<<<<

PR #101, opened 2026-06-09
feat: support full order prints

nina-dk:
[task](https://partners.flarmio.com/admin/dev/all/tasks?savedView=6a0d8b33cdba6716a23271b8&task=6a21529936651eefb8851590)


Knorcedger (changes requested):
Mike review result: **Request changes**.

The core full-order rendering approach is good, but I found blocking/correctness issues that should be fixed or explicitly resolved before merge:

1. `config.json` changes `QUICKORD_API_URL` from production to `http://localhost:4000/graphql`. This looks accidental and would break shipped venue machines. Please revert to `https://api.quickord.com/graphql`.

2. FULL-ORDER prints are skipped by default. `documentsToPrint` is defaulted by schema and the default list does not include `FULL-ORDER`, so default-configured printers will skip full-order jobs. If this is intentional opt-in, confirm the FE/settings flow always adds `FULL-ORDER`; otherwise bypass or adjust this gate for full-order prints.

3. Customizations are not guaranteed. Option details are only printed when `OPTION-DETAILS` is in `documentsToPrint`, but the task requires customizations on the full-order ticket. FULL-ORDER mode should force option detail rendering or otherwise guarantee customizations are included.

Non-blocking: `printFullOrders` duplicates most of `printOrders`; consider extracting a shared handler.

Knorcedger (changes requested):
Mike rereview result: **Request changes**.

The previous blockers were mostly fixed:
- `config.json` is back to `https://api.quickord.com/graphql` ✅
- Full-order mode now forces `OPTION-DETAILS`, so customizations are guaranteed ✅
- Eligible printers with `FULL-ORDER` in `documentsToPrint` should now pass the document gate ✅

One new blocker was introduced in the fix commit:

`src/index.ts` now registers `/print-full-order` with `dedup`:

```ts
app.route('/print-full-order').post(dedup, printFullOrders);
```

The dedup middleware skips identical requests to the same endpoint within 30 seconds. Full-order printing is an explicit on-demand/reprint action from the UI, so if the user presses the button twice for the same order, the second print can be silently skipped as `duplicate request`. The original implementation correctly avoided dedup here with the comment that FULL-ORDER must reprint.

Please restore `/print-full-order` without `dedup`:

```ts
app.route('/print-full-order').post(printFullOrders);
```

Non-blocking: `src/modules/settings.ts` also removes `RATEUS` from the default `documentsToPrint`; I did not treat it as a blocker for this task, but please confirm it is intentional because it is unrelated to full-order printing.

Knorcedger (changes requested):
## Re-review (Mike) — `feat: support full order prints`

Re-checked the three previously-raised blockers. **All three are resolved:**

1. **`config.json` API URL** — ✅ Reverted to `https://api.quickord.com/graphql` on this branch; no localhost leftover.
2. **FULL-ORDER opt-in gate** — ✅ Confirmed intentional. The `requiredDocument = 'FULL-ORDER'` check (`printer.ts:3034`) is the correct opt-in: only printers the FE configures with `FULL-ORDER` in `documentsToPrint` are eligible, and the override deliberately injects only `OPTION-DETAILS` (not `FULL-ORDER`). Default printers are intentionally not eligible. Working as designed.
3. **Customizations guaranteed** — ✅ `OPTION-DETAILS` is injected into the full-order settings override, so the gate at `printer.ts:3318` is always satisfied on full-order tickets regardless of the printer's configured option flags.

Also verified: `documentsToPrint` schema is `z.array(z.string())` so `FULL-ORDER`/`OPTION-DETAILS` validate fine; `dedup` keys on `req.path` so the new route can't collide with `/print-orders`; `RATEUS` is unreferenced anywhere so dropping it from the default is safe cleanup; resolver error-handling/status parity with `printOrders` is intact.

### One new correctness gap (please address)

**`src/modules/printer.ts` — edit-mode display logic isn't neutralized in FULL-ORDER mode.**

The PR correctly guards the isEdit *filtering* with `!isFull` (`printer.ts:3031`), but the in-loop *display* logic still keys off the raw `isEdit` flag:

- `printer.ts:3309` — `if (isEdit) { ... }` prints NEW / UPDATED / MOVED / "quantity reduced" status markers.
- `printer.ts:3353-3367` — for an UPDATED product with `quantityChanged`, it overwrites the line with the **delta** (`is - was`): `productLine = \`${diff}x ...\`` and `printQuantity = diff`. The per-line total at `printer.ts:3406` (`(total + choicesTotal) * Math.abs(printQuantity)`) is then computed from that delta.

**Failure scenario:** a user edits an order (so the `/print-full-order` payload carries `isEdit: true`) and prints the full order. A product that went 3→5 prints as `2x <title>` priced for 2 units, and edit markers appear — even though the full-order ticket is meant to show the complete order with every item's true quantity, price, ΦΠΑ, and total. The grand total no longer matches the displayed line items.

This is the same intent the PR already applied to the filter — the display blocks just weren't covered. Suggested minimal fix, consistent with the existing pattern:

```ts
const showEditMarkers = !isFull && isEdit;
// then use showEditMarkers at printer.ts:3309 and in the quantityChanged condition at :3353
```

Everything else looks good. Nice job tightening 1–3. Once the edit-display blocks are guarded for full-order mode, this is good to merge.

Knorcedger (approved):
Mike rereview update: **Approved**.

Antonina clarified that `dedup` on `/print-full-order` is intentional to prevent duplicate full-order prints when multiple tabs trigger the same request. Given that product/operational context, I no longer consider the 30-second duplicate-skip behavior a blocker.

Previous findings status:
- `config.json` is back to the production Quickord API URL ✅
- Full-order mode now forces `OPTION-DETAILS`, so customizations are included ✅
- Eligible printers with `FULL-ORDER` in `documentsToPrint` pass the document gate ✅
- `dedup` on `/print-full-order` is intentional duplicate-print protection ✅

Non-blocking note: `RATEUS` was removed from the default `documentsToPrint`; please confirm that unrelated default change is intentional, but I am not blocking this PR on it.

>>>>

- **Exercise brief**: Say how many lines in the records hold the string "graphql", and say nothing else.

- **Answer space**: 3